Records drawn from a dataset
────────
PR #2617, opened 2017-11-20
Replace CGAL::Open_hash by boost::unordered_set

afabri:
## Summary of Changes

Replace a handwritten hash map that gets rehashed during the sweep in order to have an "optimal" filling ratio. 
At least my benchmarks show that there is a performance gain, but we have to confirm that on a broader base of test cases. 
@efifogel - any comment on that? I guess the code was written when `boost::unordered_set` didn't exist. 

## Release Management

* Affected package(s): Arrangement_2


Sweep_line_2/include/CGAL/Sweep_line_2/Sweep_line_curve_pair.h
```diff
@@ -220,4 +224,20 @@ class random_access_input_iterator
...
+namespace boost {
+  
+  template <class Subcurve_>
+  struct hash<CGAL::Curve_pair<Subcurve_> >
+    :  public CGAL::unary_function<CGAL::Curve_pair<Subcurve_>, std::size_t>  {
+
+    std::size_t operator()(const CGAL::Curve_pair<Subcurve_>& cp) const
+    {
+      return boost::hash<std::pair<Subcurve_*, Subcurve_*> >()(cp.pair());
+    }
```
lrineau: The documentation of `boost::hash` does not say it is allowed to specialize it. What is documented is [the creation of an overload of  `hash_value`][*], found by ADL.

[*]: http://www.boost.org/doc/libs/1_65_1/doc/html/hash/custom.html

Sweep_line_2/include/CGAL/Sweep_line_2/Sweep_line_curve_pair.h
```diff
@@ -220,4 +224,20 @@ class random_access_input_iterator
...
+
+  };
+  
+} // namespace std
```
sloriot: the namespace ending here is boost

lrineau:
Compilation error:
https://travis-ci.org/CGAL/cgal/jobs/305214878#L2726

sloriot:
There are some compilation issues in `BSO_2` and `Minkowski_sum_2` packages reported by Travis:
`home/travis/build/CGAL/cgal/Boolean_set_operations_2/include/CGAL/Boolean_set_operations_2/Gps_agg_op_sweep.h:125:29: error:  no member named 'resize'`

sgiraudot:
────────
Restate the records exactly. Leave nothing out.

PR #2617, opened 2017-11-20
Replace CGAL::Open_hash by boost::unordered_set

afabri:
## Summary of Changes

Replace a handwritten hash map that gets rehashed during the sweep in order to have an "optimal" filling ratio. 
At least my benchmarks show that there is a performance gain, but we have to confirm that on a broader base of test cases. 
@efifogel - any comment on that? I guess the code was written when `boost::unordered_set` didn't exist. 

## Release Management

* Affected package(s): Arrangement_2


Sweep_line_2/include/CGAL/Sweep_line_2/Sweep_line_curve_pair.h
```diff
@@ -220,4 +224,20 @@ class random_access_input_iterator
...
+namespace boost {
+  
+  template <class Subcurve_>
+  struct hash<CGAL::Curve_pair<Subcurve_> >
+    :  public CGAL::unary_function<CGAL::Curve_pair<Subcurve_>, std::size_t>  {
+
+    std::size_t operator()(const CGAL::Curve_pair<Subcurve_>& cp) const
+    {
+      return boost::hash<std::pair<Subcurve_*, Subcurve_*> >()(cp.pair());
+    }
```
lrineau: The documentation of `boost::hash` does not say it is allowed to specialize it. What is documented is [the creation of an overload of  `hash_value`][*], found by ADL.

[*]: http://www.boost.org/doc/libs/1_65_1/doc/html/hash/custom.html

Sweep_line_2/include/CGAL/Sweep_line_2/Sweep_line_curve_pair.h
```diff
@@ -220,4 +224,20 @@ class random_access_input_iterator
...
+
+  };
+  
+} // namespace std
```
sloriot: the namespace ending here is boost

lrineau:
Compilation error:
https://travis-ci.org/CGAL/cgal/jobs/305214878#L2726

sloriot:
There are some compilation issues in `BSO_2` and `Minkowski_sum_2` packages reported by Travis:
`home/travis/build/CGAL/cgal/Boolean_set_operations_2/include/CGAL/Boolean_set_operations_2/Gps_agg_op_sweep.h:125:29: error:  no member named 'resize'`

sgiraudot:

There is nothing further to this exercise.